Lawyers be damned, that's what I'm saying. Rumor has it local tobacco product maker Reynolds American is seriously considering jumping into the "smokeless tobacco" market. The reason being that cigarette sales are down; in fact they have fallen every year since 1981, according to the USDA. Sure, it sounds like a viable plan but wait a minute we aren't talking about the declining sales of beanie babies or eight track cassettes. We're talking about cigarettes, a product that's absolutely been linked to cancer. The product liability of which has darn near bankrupted the industry.

That's why it was no surprise back in 1985 when RJR tried to divest its self of the stigma by buying Nabisco, and focusing some of its marketing on consumer products. Of course many years, a leveraged buyout and lots of lawsuits later, the company continues to make cigarettes.
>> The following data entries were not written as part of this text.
PR #90, opened 2025-11-04
fix: Move gradio to optional dependencies

Arsene12358:
#### Overview:

1. Move gradio to optional dependencies. `pip install .` will no longer install the package
2. Disable webapp related imports in aiconfigurator/main.py, so that cli can still work normally

### DIFF
--- a/src/aiconfigurator/main.py
+++ b/src/aiconfigurator/main.py
@@ -3,6 +3,7 @@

So at what point does the company just throw up its hands and say to hell with it, let's expand tobacco operations? Surely the management at RJR doesn't think that smokeless tobacco products are free from danger. It's only a matter of time before trial lawyers get a hold of a couple thousand people with lip and gum disease and sue the remaining pants off this company.

Look, I think folks should be free to do what they want with their free time, including smoking cigarettes. At the same time I think folks should take some personal responsibility and not blame someone else because they developed cancer as a result of smoking. However, I have little pity for an industry that by in large lied about the effects of smoking, and then later tried to cover up the fact that they knew about it.

Ultimately the original decision to spin off the cigarette business was a defensive one. Given the legal climate, it's only a matter of time before punitive sanctions imposed by the courts put this dying horse out of its misery. On some level the management probably believes it can squeeze a little more profit before the entire thing goes up in smoke (so to speak).

Face it, when it comes to corporations that mismanaged, misrepresented, and generally screwed over the little guy (Enron included); RJR Tobacco in its many forms sits high atop the list. When history judges this one, I hope that this company's name serves as a bold reminder of how a corporation shouldn't do business.